--- Your instructions ---
Line filter on the word "AppendAllText": copy each matching line from the entries.

[Dataset items]
##############################
PR #3680, opened 2021-12-23
Add function to read waagent.conf settings and condition to run it only on Linux

tatyana-kostromskaya:
Add function to read configs of waagent.conf and write it to separate diagnostics log file.
Add condition to run it only for Linux.

Tested this change manually:
1. Created Linux Azure VM
2. Configured agent with my changes on this VM.
3. Run several builds on Azure DevOps using this self-hosted agent and gathered logs.
4. Builds worked fine and logs contained new information

### DIFF
--- a/src/Agent.Worker/DiagnosticLogManager.cs
+++ b/src/Agent.Worker/DiagnosticLogManager.cs
@@ -127,12 +127,13 @@ namespace Microsoft.VisualStudio.Services.Agent.Worker
                     }
                     else
                     {
-                        executionContext.Warning("waagent.conf file wasn,t found. Dumping was not done.");
+                        executionContext.Warning("waagent.conf file wasn't found. Dumping was not done.");
                     }
                 }
-                catch
+                catch (Exception ex)
                 {
-                    executionContext.Warning("Dumping of waagent.conf was not completed successfully.");
+                    string warningMessage = $"Dumping of waagent.conf was not completed successfully. Error message: {ex.Message}";
+                    executionContext.Warning(warningMessage);
                 }
             }
 
--- a/src/Agent.Worker/DiagnosticLogManager.cs
+++ b/src/Agent.Worker/DiagnosticLogManager.cs
@@ -108,16 +108,28 @@ namespace Microsoft.VisualStudio.Services.Agent.Worker
             // Read and add to logs waagent.conf settings on Linux
             if (PlatformUtil.RunningOnLinux)
             {
-                executionContext.Debug("Creating waagent file.");
+                executionContext.Debug("Dumping of waagent.conf file");
                 string waagentFile = Path.Combine(supportFilesFolder, "waagentConf.txt");
 
                 string configFileName = "waagent.conf";
-                string filePath = WhichUtil.Which(configFileName);
-                if(string.IsNullOrWhiteSpace(filePath)){
-                    filePath = Directory.GetFiles("/etc", configFileName).FirstOrDefault();
+                try
+                {
+                    string filePath = Directory.GetFiles("/etc", configFileName).FirstOrDefault();
+                    if (!string.IsNullOrWhiteSpace(filePath))
+                    {
+                        string waagentContent = ParseWaagentContent(filePath);
+                        File.AppendAllText(waagentFile, waagentContent);
+                        executionContext.Debug("Dumping waagent.conf file is completed.");
+                    }
+                    else
+                    {
+                        executionContext.Warning("waagent.conf file wasn,t found. Dumping was not done.");
+                    }
                 }
-                string waagentContent = !string.IsNullOrEmpty(filePath) ? ParseWaagentContent(filePath) : "waagent.conf file is not found";
-                File.AppendAllText(waagentFile, waagentContent);
+                catch
+                {
+                    executionContext.Warning("Dumping of waagent.conf was not completed successfully.");
+                }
##############################
--- Your solution ---
+                        File.AppendAllText(waagentFile, waagentContent);
-                File.AppendAllText(waagentFile, waagentContent);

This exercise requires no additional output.